REQUIRED ACTION: The data should be transcribed in its entirety, word for word.
** Opening INFORMATION SUPPLIED block **
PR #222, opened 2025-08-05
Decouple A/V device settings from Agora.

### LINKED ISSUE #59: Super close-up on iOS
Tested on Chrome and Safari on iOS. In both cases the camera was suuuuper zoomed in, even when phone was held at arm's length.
** Closing INFORMATION SUPPLIED block **
TASK SOLUTION:
PR #222, opened 2025-08-05
Decouple A/V device settings from Agora.

### LINKED ISSUE #59: Super close-up on iOS
Tested on Chrome and Safari on iOS. In both cases the camera was suuuuper zoomed in, even when phone was held at arm's length.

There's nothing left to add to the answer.